Dr. Jonathan L. Haines: Well, in the early stages of the disease, the person who is starting to develop the symptoms is clearly aware of what is going on, and it is exceptionally frustrating for them to not be able to do things that they are used to being able to do and they know that is happening. It’s not a completely smooth progression. There are good days and there are bad days. They will have some days where they are doing just fine and have other ones where they are really struggling. They know what is going on so it is really difficult for the people who have Alzheimer’s disease as well. It is difficult for people to see their loved one have more and more difficulty with day to day activities, so they start having to do things for themselves as well as their loved one who is gradually slipping.
Is there anything that we have learned recently that may be contributing to the development as well as progression of Alzheimer’s disease?

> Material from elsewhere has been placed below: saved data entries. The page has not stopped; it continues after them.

PR #579, opened 2017-08-30
switch to structured facts for os* and rabbitmq_version

wyardley:
This is failing one test currently

### DIFF
--- a/manifests/config.pp
+++ b/manifests/config.pp
@@ -132,8 +132,8 @@ class rabbitmq::config {
   # Get ranch (socket acceptor pool) availability,
   # Now that we have to rely on the fact, this may cause some chicken / egg
   # or idempotency problems
-  if $::rabbitmq_version {
-    $ranch = versioncmp($::rabbitmq_version, '3.6') >= 0
+  if $facts['rabbitmq_version'] {
+    $ranch = versioncmp($facts['rabbitmq_version'], '3.6') >= 0
   }
 
   file { '/etc/rabbitmq':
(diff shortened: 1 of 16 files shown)


wyardley:
May have to rebase this anyway after #581

wyardley:
@alexjfisher rebased, also updated stuff for @ekohl's recent changes and acceptance tests to use structured facts.

manifests/config.pp
```diff
@@ -192,9 +192,9 @@
     }
   }
 
-  case $::osfamily {
+  case $facts['os']['family'] {
     'Debian': {
-      if versioncmp($::operatingsystemmajrelease, '16.04') >= 0 {
+      if versioncmp($facts['os']['release']['major'], '16.04') >= 0 {
```
ekohl: I know this is a 1-to-1 conversion but the major is ```16``` so does that mean it'll only be true for ```17.04```? Maybe the ```['full']``` fact would be better.

Things might also need explicit Debian/Ubuntu checks if you add Debian 9 to the mix but that's for later.

wyardley: maybe we should just do major => 16?
I don't think the module supports 16 yet, though we should add support for it (someone was asking for it this morning)

wyardley: Though I guess it should eval true anyway because it's `versioncmp()`? I'll just switch to full assuming tests pass.

Would be great if someone could update the acceptance tests for 16.x

wyardley: Updated in new version

PR #580, opened 2017-08-30
update various small warnings

wyardley:
This just fixes some linter warnings, plus 2 minor rubocop warnings I forgot to enforce for another recent PR.

### DIFF
--- a/lib/facter/erl_ssl_path.rb
+++ b/lib/facter/erl_ssl_path.rb
@@ -11,6 +11,6 @@ Facter.add('erl_ssl_path') do
       end
     end
     # erl returns the string with quotes, strip them off
-    data.gsub!(/\A"|"\Z/, '')
+    data.gsub!(%r{\A"|"\Z}, '')
   end
 end
--- a/manifests/config.pp
+++ b/manifests/config.pp
@@ -76,7 +76,7 @@ class rabbitmq::config {
   } else {
     $default_ssl_env_variables = {
       'NODE_PORT'        => $port,
-      'NODE_IP_ADDRESS'  => $node_ip_address
+      'NODE_IP_ADDRESS'  => $node_ip_address,
     }
   }
 
--- a/manifests/init.pp
+++ b/manifests/init.pp
@@ -5,8 +5,10 @@
 # @example Declaring the class
 #   class { 'rabbitmq': }
 #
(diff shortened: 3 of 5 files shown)


wyardley:
Added some changes to #581 to the original request, including some more `rubocop -a` fixes, and removing some checks that were duplicated inside conditionals in a single `if` block.

Not 100% sure if this reduce coverage too much, happy for suggestions on how to satisfy the duplicate expectation within a block error differently.

cc @ekohl

spec/classes/rabbitmq_spec.rb
```diff
@@ -41,37 +41,35 @@
...
-              .with_release('testing')
-              .with_repos('main')
+            is_expected.to contain_apt__source('rabbitmq').
+              with_ensure('present').
+              with_location('http://www.rabbitmq.com/debian/').
+              with_release('testing').
+              with_repos('main')
           end
 
-          it { is_expected.not_to contain_class('rabbitmq::repo::rhel') }
```
ekohl: This feels like a false positive to me.

spec/classes/rabbitmq_spec.rb
```diff
@@ -41,37 +41,35 @@
...
         when 'RedHat'
-          it { is_expected.not_to contain_class('rabbitmq::repo::apt') }
```
ekohl: This too

spec/classes/rabbitmq_spec.rb
wyardley: Yeah, I'm wondering if it should just be reordered or have slightly different logic?
Maybe it could just be inside a `when not 'xyz'` block?

wyardley: See how the updated version I'm about to push looks (oddly, it needs to be `when !('xyz')`)

ekohl: Not pretty but if it works ...

spec/classes/rabbitmq_spec.rb
```diff
@@ -113,10 +114,8 @@
         context "with file_limit => '#{value}'" do
           let(:params) { { file_limit: value } }
 
-
           case facts[:osfamily]
           when 'RedHat'
-            it { is_expected.not_to contain_file('/etc/default/rabbitmq-server') }
```
ekohl: This also needs the ```!'RedHat'``` and ```!'Debian'``` treatment I guess

PR #9262, opened 2020-08-12
[hailctl] address pesky deprecation warnings

danking:
CHANGELOG: Teach `hailctl dataproc` to use new `gcloud` flag names which suppresses the warnings about `--num-secondary-workers`. `hailctl` now requires at least gcloud 284.0.0. Run `gcloud components update` to update.

This has been available since March, it seems high time to fix this and recommend people update gcloud.


nawatts:
Hey @danking. I've also got a PR open for this issue (#9250) which includes a check for the minimum required version of `gcloud`. Also, including the `--secondary-worker-type` flag increases the minimum `gcloud` version to 291.0.0 (released in May).

PR #9263, opened 2020-08-12
[hailctl] improve accessibility of max age and expiration time

danking:
CHANGELOG: Teach `hailctl dataproc start` about `--expiration-time`. Teach `hailctl dataproc modify` about `--no-max-idle`, `no-max-age`, `--max-age`, and `--expiration-time`.

These flags were always available as pass-throughs. This change adds them to the
help documentation and improves error messages in the case that an incompatible
set of arguments are provided together.


danking:
I rolled the scorecard dice for an assignee.

PR #9273, opened 2020-08-14
batch `make deploy` could push stale image

cseed:
Context: `batch/Makefile` is for manually building and deploying batch from your local machine.  This is rare, and is done when we are bootstrapping a new cluster, or something goes wrong and we need to manually intervene.    The service Makefiles have three main targets: `build`, `push` and `deploy`.  `build` builds docker images for the service locally.  `push` pushes them to the Google Container Repository.  `deploy` deploys the new image to Kubernetes.

The `build` target builds a new image, and BATCH_IMAGE uses docker to get the current image.  `:=` means evaluate once.  This means the JINJA_ENVIRONMENT had the image when `make` was invoked.  So if a new image was built, deploy would deploy the wrong image.

@danking @jigold I wonder if this might explain surprising behavior when you were working on the batch issue earlier today.

### DIFF
--- a/batch/Makefile
+++ b/batch/Makefile
@@ -46,13 +46,14 @@ push: build
 	docker tag batch-copy $(BATCH_COPY_IMAGE)
 	docker push $(BATCH_COPY_IMAGE)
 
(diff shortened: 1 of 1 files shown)


danking:
Ahah! And this was indeed my bad. I added `JINJA_ENVIRONMENT`.

danking:
A project I've been ruminating on for quite some time now is to implement a local-mode version of build.py. I think it might actually be quite easy. Then we can axe all the makefiles and have one, canonical definition of how to build hail.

Dr. Jonathan L. Haines: Well, what we are learning with this study is how much genetics really has to do with the disease. What we are now learning is that the genetic part of Alzheimer’s disease may interact with the environmental part of Alzheimer’s disease, whether that is your diet or exposure to other things. We don’t yet know, but as we are identifying which genes are involved we can look specifically at interactions between some of the genes in addition to between some of the things that we have thought to be a contributing factor in the past that might be of environmental origin.
So this is going to be an ongoing study until you find the answer?
Dr. Jonathan L. Haines: It is going to take some time. This is going to be an ongoing study for a very long time, which is typical of most research. As soon as you identify something and make a real discovery . . . 10 more questions are going to pop up and further your investigation. There is just so much more to learn after you have that base to grow from. There is still a lot more to do. We are learning a lot but there is a lot more to learn, and hopefully that will help guide us towards being able to slow the progression or perhaps prevent Alzheimer’s disease sometime in the future.
What can you tell us about the genes that you have found thus far, and how they play a part in understanding Alzheimer’s disease?
Dr. Jonathan L. Haines: There could be as many as 50 genes that contribute to Alzheimer’s disease. We are just now learning what some of these genes are, and it looks like they are involved in a lot of the processes of the brain (processing proteins in the brain) but exactly how that works we just don’t know yet. There are several genes that are already known. There are three genes recognized to be involved in the rare form of early onset Alzheimer’s disease, and we have known about those for quite some time. There is one major gene that is involved in late onset Alzheimer’s disease that we helped uncover back in the 1990’s . . . and now there are three additional ones that have been published within the last year that we know about.
What is the advantage of having such a large consortium working on uncovering the mysteries behind Alzheimer’s disease?
Dr. Jonathan L. Haines: One of the real advantages of bringing the consortia together, having this extremely large data set and all of these people working on it is that we can make much more definitive statements about whether that gene is involved or whether that gene is not involved. There have been a lot of studies over the past 20 years looking at individual genes and relatively small data sets, and people will find things that other people just didn’t see. There has been a lot of disagreement (controversy is not the right word) about what is involved and what isn’t. With getting all of these people together and looking at these very large data sets, we can make much more definitive statements about what is involved and what is not involved.